(Beginning of Given entries)
Issue #6979, opened 2023-03-20
Bridging the gap between DGL and PyG


nowyouseemejoe:
### 🚀 The feature, motivation and pitch

DGL and PyG are two popular deep learning libraries that specialize in working with graph-structured data. Both DGL and PyG have become go-to libraries for researchers and practitioners working on graph deep learning problems, and have a growing community of contributors and users.

I would like to request a new feature for PyG that allows for converting DGL graphs to PyG instances (e.g., `Data`). This would make it easier for users who have existing graph structures in DGL to switch to PyG without having to recreate their graphs from scratch.

In addition, it would be great to have a tutorial added to the documentation, demonstrating how to mitigate from DGL to PyG using this new feature. The tutorial could introduce some equivalent message and aggregation operations for these two libraries, helping users navigate the differences between them. With this new feature and tutorial, users can seamlessly transition between DGL and PyG, unlocking the full potential of graph deep learning for their projects.

rusty1s:
I like the idea of providing conversion from DGL to PyG and vice versa. This should be pretty straightforward to get in. Do you have interest in contributing this?

rusty1s:
I am not sure if @nowyouseemejoe has the intention to work on this. I think we could split the work into two parts:
* [ ] `from_dgl(dgl.Graph) -> data: Union[Data, HeteroData]`
* [ ] `to_dgl(Union[Data, HeteroData]) -> dgl.Graph`

such that both of you could work on this in parallel. WDYT?

nowyouseemejoe:
@rusty1s Sorry. I'm afraid I don't have the time or expertise to contribute effectively to this at the moment. I appreciate your understanding.

Thank you @hbenedek . That would be great!

tjb-tech:
> 
Highly recommend this idea! Maybe having this api, the issue like https://github.com/pyg-team/pytorch_geometric/issues/7017, which I recently meet, will not arise.

akihironitta:
@Priyankagautam08 It's included in 2.4.0 release:
- https://pytorch-geometric.readthedocs.io/en/2.4.0/modules/utils.html#torch_geometric.utils.to_dgl
- https://pytorch-geometric.readthedocs.io/en/2.4.0/modules/utils.html#torch_geometric.utils.from_dgl

PR #7053, opened 2023-03-27
Add `to_dgl` and `from_dgl` conversions

hbenedek:
Issue https://github.com/pyg-team/pytorch_geometric/issues/6979

## Description

I add two functions `from_dgl(dgl.Graph) -> data: Union[Data, HeteroData]`and
 `to_dgl(Union[Data, HeteroData]) -> dgl.Graph` in `utils/convert.py`. Both function in both direction performs the same three operations, setting the node and edge attributes and copies the edges of the underlying graph(s).

### DIFF
--- a/torch_geometric/utils/convert.py
+++ b/torch_geometric/utils/convert.py
@@ -479,7 +479,7 @@ def to_dgl(
         for attr in data.edge_attrs():
             if attr == "edge_index":
                 continue
-            g.edata[attr] = getattr(data, attr)
+            g.edata[attr] = data.get(attr)
 
     elif isinstance(data, HeteroData):
         data_dict = {}
--- a/torch_geometric/utils/convert.py
+++ b/torch_geometric/utils/convert.py
@@ -525,7 +525,7 @@ def to_dgl(
                 g.nodes[node_type].data[attr] = value
         for edge_type, edge_store in zip(data.edge_types, data.edge_stores):
             for attr, value in edge_store.items():
-                if attr == "edge_index":
+                if attr in ["edge_index", "adj_t"]:
                     continue
                 g.edges[edge_type].data[attr] = value
 
--- a/torch_geometric/utils/convert.py
+++ b/torch_geometric/utils/convert.py
@@ -467,6 +467,29 @@ def to_dgl(
     Args:
         data (torch_geometric.data.Data or torch_geometric.data.HeteroData):
             The data object.
+
+    Example:
+
+        >>> edge_index = torch.tensor([[0, 1, 1, 2, 3, 0], [1, 0, 2, 1, 4, 4]])
+        >>> x = torch.ones(5, 3)
+        >>> y = torch.tensor([1, 1, 1, 1, 1, 0], dtype=torch.float)
+        >>> data = Data(x=x, edge_index=edge_index, edge_attr=y)
+        >>> g = to_dgl(data)
+        >>> g
+        Graph(num_nodes=5, num_edges=6,
+            ndata_schemes={'x': Scheme(shape=(3,), dtype=torch.float32)}
+            edata_schemes={'edge_attr': Scheme(shape=(), dtype=torch.float32)})
+
+        >>> data = HeteroData()
+        >>> data['paper'].x = torch.ones(5, 128)
+        >>> data['authors'].x = torch.ones(5, 128)
+        >>> data['authors', 'cites', 'paper'].edge_index = torch.tensor(
+        ...                    [[0, 1, 2, 3, 4],[0, 1, 2, 3, 4]])
+        >>> g = to_dgl(data)
+        >>> g
+        Graph(num_nodes={'authors': 5, 'paper': 5},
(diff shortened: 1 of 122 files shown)


torch_geometric/utils/convert.py
```diff
@@ -455,3 +455,90 @@ def from_cugraph(g: Any) -> Tuple[Tensor, Optional[Tensor]]:
...
+            The data object.
+    """
+    import dgl
+
+    from torch_geometric.data import Data, HeteroData
+
+    if isinstance(data, Data):
+        g = dgl.graph((data.edge_index[0], data.edge_index[1]))
+        for attr in data.node_attrs():
+            g.ndata[attr] = getattr(data, attr)
```
EdisonLeeeee, line 478:
```suggestion
            g.ndata[attr] = data.get(attr)
```

torch_geometric/utils/convert.py
```diff
@@ -455,3 +455,90 @@ def from_cugraph(g: Any) -> Tuple[Tensor, Optional[Tensor]]:
...
+    Args:
+        data (torch_geometric.data.Data or torch_geometric.data.HeteroData):
+            The data object.
+    """
+    import dgl
+
+    from torch_geometric.data import Data, HeteroData
+
+    if isinstance(data, Data):
+        g = dgl.graph((data.edge_index[0], data.edge_index[1]))
```
EdisonLeeeee, line 476: We should also take `adj_t` into consideration.

torch_geometric/utils/convert.py
```diff
@@ -455,3 +455,90 @@ def from_cugraph(g: Any) -> Tuple[Tensor, Optional[Tensor]]:
...
+        for attr in data.node_attrs():
+            g.ndata[attr] = getattr(data, attr)
+        for attr in data.edge_attrs():
+            if attr == "edge_index":
+                continue
+            g.edata[attr] = getattr(data, attr)
```
EdisonLeeeee, line 482:
```suggestion
            g.edata[attr] = data.get(attr)
```

torch_geometric/utils/convert.py
```diff
@@ -455,3 +455,90 @@ def from_cugraph(g: Any) -> Tuple[Tensor, Optional[Tensor]]:
...
+
+def from_dgl(
+    g: Any,
+) -> Union["torch_geometric.data.Data", "torch_geometric.data.HeteroData"]:
+    r"""Converts a :obj:`dgl` graph object to a
+    :class:`torch_geometric.data.Data` or
+    :class:`torch_geometric.data.HeteroData` instance.
+
+    Args:
+        g (dgl.DGLGraph): The :obj:`dgl` graph object.
```
EdisonLeeeee, line 514: Add an example here :)

EdisonLeeeee (commented):
Thanks for the PR! Please also includes some test cases for these two functions.

torch_geometric/utils/convert.py
hbenedek: @EdisonLeeeee Thank you for your suggestions. Can you elaborate a bit on this one? Not sure if I understand what you mean by considering `adj_t`.

torch_geometric/utils/convert.py
```diff
@@ -455,3 +455,90 @@ def from_cugraph(g: Any) -> Tuple[Tensor, Optional[Tensor]]:
...
+    data: Union["torch_geometric.data.Data", "torch_geometric.data.HeteroData"]
+) -> Any:
+    r"""Converts a :class:`torch_geometric.data.Data` or
+    :class:`torch_geometric.data.HeteroData` instance to a :obj:`dgl` graph
+    object.
+
+    Args:
+        data (torch_geometric.data.Data or torch_geometric.data.HeteroData):
+            The data object.
+    """
```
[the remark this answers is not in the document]
hbenedek: I added two examples in both cases, one for HeteroData and one for Data, should I also create tests in `test/utils/test_convert.py`?

torch_geometric/utils/convert.py
EdisonLeeeee: As there may be cases where data only contains the transposed sparse adjacency matrix `adj_t`, we need to take this into consideration as well. For example, `data` was transformed by `ToSparseTensor`.

torch_geometric/utils/convert.py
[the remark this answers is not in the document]
EdisonLeeeee: Yep, that would be better :)

hbenedek:
@EdisonLeeeee I added the tests, but for some reason, codecov complains about not seeing them. I ran `pytest --cov` and the coverage of `torch_geometric/utils/convert.py` is only 9%. Am I doing something wrong, or just the external libraries causing this issue?

rusty1s:
@hbenedek Don't worry about it. It's good that we have a test but it's not called by CI due to missing dependency.

rusty1s (approved):

rusty1s:
Great PR, thanks for doing that :)

EdisonLeeeee:
@hbenedek thank you, too :D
(End of Given entries)
**Work to complete**
Start with the line above that contains "for edge_type, edge_store" and stop after the line that contains "data['authors'].x = torch.ones(5, 128)". Output those lines exactly, and only those.

**Response to the exercise**
         for edge_type, edge_store in zip(data.edge_types, data.edge_stores):
             for attr, value in edge_store.items():
-                if attr == "edge_index":
+                if attr in ["edge_index", "adj_t"]:
                     continue
                 g.edges[edge_type].data[attr] = value
 
--- a/torch_geometric/utils/convert.py
+++ b/torch_geometric/utils/convert.py
@@ -467,6 +467,29 @@ def to_dgl(
     Args:
         data (torch_geometric.data.Data or torch_geometric.data.HeteroData):
             The data object.
+
+    Example:
+
+        >>> edge_index = torch.tensor([[0, 1, 1, 2, 3, 0], [1, 0, 2, 1, 4, 4]])
+        >>> x = torch.ones(5, 3)
+        >>> y = torch.tensor([1, 1, 1, 1, 1, 0], dtype=torch.float)
+        >>> data = Data(x=x, edge_index=edge_index, edge_attr=y)
+        >>> g = to_dgl(data)
+        >>> g
+        Graph(num_nodes=5, num_edges=6,
+            ndata_schemes={'x': Scheme(shape=(3,), dtype=torch.float32)}
+            edata_schemes={'edge_attr': Scheme(shape=(), dtype=torch.float32)})
+
+        >>> data = HeteroData()
+        >>> data['paper'].x = torch.ones(5, 128)
+        >>> data['authors'].x = torch.ones(5, 128)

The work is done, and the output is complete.